# Finally joined gym.



## QuickSilver (Jul 6, 2016)

Finally, I have enough weight of that I feel it's time to get a trainer.   Hubby has signed both of us up at our local health club and I am starting my working out this Sunday.


----------



## Ameriscot (Jul 6, 2016)

Good for you both!  Keep us posted on how you like it.


----------



## Bobw235 (Jul 6, 2016)

My wife and I joined in January and go a few times each week.  We were there today.  I'm jogging on the treadmill (15 minutes today) and lifting weights.  Feels great!  Didn't go with the personal trainer to save some money.


----------



## QuickSilver (Jul 6, 2016)

Bobw235 said:


> My wife and I joined in January and go a few times each week.  We were there today.  I'm jogging on the treadmill (15 minutes today) and lifting weights.  Feels great!  Didn't go with the personal trainer to save some money.



It's $42 a session..  I may take one or two sessions just to get an idea of a routine designed for me.. and then follow that routine on my visits.  Looking to flatten the tummy and to add definition to my leg muscles.


----------



## Bobw235 (Jul 6, 2016)

QuickSilver said:


> It's $42 a session..  I may take one or two sessions just to get an idea of a routine designed for me.. and then follow that routine on my visits.  Looking to flatten the tummy and to add definition to my leg muscles.



I love feeling stronger compared to a few months ago.  I've been working the arms, back, hips and legs.  I mix it up so I don't get bored.  I make sure to get in the aerobic exercise with each visit.  Helps watching others in the gym to get ideas of things to do.  Good luck.


----------



## HazyDavey (Jul 6, 2016)

Congrat's to you both!!   I joined a little gym down the road from me just after I retired. (I wanted to keep a little routine going after working all those years.)  I usually go early in the morning around 4 days a week.

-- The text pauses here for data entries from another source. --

PR #1150, opened 2019-02-14
Fix #206: Validate breakpoint targets

### LINKED ISSUE #206: Validate breakpoint targets
It is currently possible to set breakpoints on lines where valid breakpoints aren't possible (e.g. blank lines, or lines in the middle of a multi-line statement). When that happens, there's no error or warning, and the breakpoint doesn't get hit.

We should either automatically move the breakpoint to the nearest valid line, or display an error message in that case.

int19h:
When setting breakpoints, validate line numbers against dis.findlinestarts() for the given file.

### DIFF
--- a/src/ptvsd/_util.py
+++ b/src/ptvsd/_util.py
@@ -8,6 +8,7 @@ import contextlib
 import os
 import threading
 import time
+import types
 import sys
 
 
@@ -413,3 +414,18 @@ def _allow_debug_break(enabled=True):
 
 def _is_debug_break_allowed():
     return _enable_debug_break
+
+
+try:
+    import dis
+except ImportError:
+    def get_code_lines(code):
+        return None
+else:
+    def get_code_lines(code):
+        for _, lineno in dis.findlinestarts(code):
+            yield lineno
+        for const in code.co_consts:
+            if isinstance(const, types.CodeType) and const.co_filename == code.co_filename:
+                for lineno in get_code_lines(const):
+                    yield lineno
--- a/src/ptvsd/_util.py
+++ b/src/ptvsd/_util.py
@@ -423,8 +423,14 @@ except ImportError:
         return None
 else:
     def get_code_lines(code):
+        # First, get all line starts for this code object. This does not include
+        # bodies of nested class and function definitions, as they have their
+        # own objects.
         for _, lineno in dis.findlinestarts(code):
             yield lineno
+
+        # For nested class and function definitions, their respective code objects
+        # are constants referenced by this object.
         for const in code.co_consts:
             if isinstance(const, types.CodeType) and const.co_filename == code.co_filename:
                 for lineno in get_code_lines(const):
--- a/src/ptvsd/wrapper.py
+++ b/src/ptvsd/wrapper.py
@@ -4,6 +4,7 @@
 
 from __future__ import print_function, absolute_import, unicode_literals
 
+import bisect
 import contextlib
 import copy
 import errno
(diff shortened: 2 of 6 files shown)


tests/func/test_breakpoints.py
```diff
@@ -398,3 +399,84 @@ def code_to_debug():
         output = session.all_occurrences_of(Event('output', ANY.dict_with({'category': 'stdout'})))
         output = sorted(int(o.body['output'].strip()) for o in output if len(o.body['output'].strip()) > 0)
         assert list(range(0, 10)) == output
+
+
+def test_invalid_breakpoints(pyfile, run_as, start_method):
+    @pyfile
+    def code_to_debug():
```
int19h: @qubitron, can you take a look at this (just the body of `code_to_debug`) to see that it captures various scenarios correctly? The intent is expressed in comments - bpN-requested is where the user might set it, and bpN-expected is where it should end up.

If you can think of any other such cases, let me know, so that I can add them here.

src/ptvsd/wrapper.py
```diff
@@ -2282,6 +2283,36 @@ def on_setBreakpoints(self, request, args):
 
         pydevd_request = copy.deepcopy(request)
         del pydevd_request['seq']  # A new seq should be created for pydevd.
+
+        # Validate breakpoints and adjust their positions.
+        args = pydevd_request['arguments']
+        if 'breakpoints' in args and 'path' in args['source']:
+            path = args['source']['path']
+            try:
+                with open(path) as f:
```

There's lots of nice folks there who will help me if I have any questions. I'm sure you'll have a wonderful staff at your gym also. 

There are mornings when I just don't want to go, but after a while it gets better. Plus you'll probably going to make some new friends there also.

Good luck to both of you.


----------



## Ameriscot (Jul 6, 2016)

I've never used a trainer but have done research and asked advice from gym staff on certain muscle exercises.  Been very indulgent the last 6 weeks while with family and will be cracking the whip on myself in a few days.


----------



## fureverywhere (Jul 6, 2016)

Congratulations on taking the first step! I just discovered a local YMCA and registered my daughter yesterday. This one is beautiful. There is a heated pool, hot tub, steam room and state of the art exercise machines. They also have different classes going all day. For twenty bucks a month she has free run of the place. When the weather turns cold I'm joining too... plus they have a senior discount yaaay! I wish I had discovered this place years ago.


----------



## QuickSilver (Jul 6, 2016)

fureverywhere said:


> Congratulations on taking the first step! I just discovered a local YMCA and registered my daughter yesterday. This one is beautiful. There is a heated pool, hot tub, steam room and state of the art exercise machines. They also have different classes going all day. For twenty bucks a month she has free run of the place. When the weather turns cold I'm joining too... plus they have a senior discount yaaay! I wish I had discovered this place years ago.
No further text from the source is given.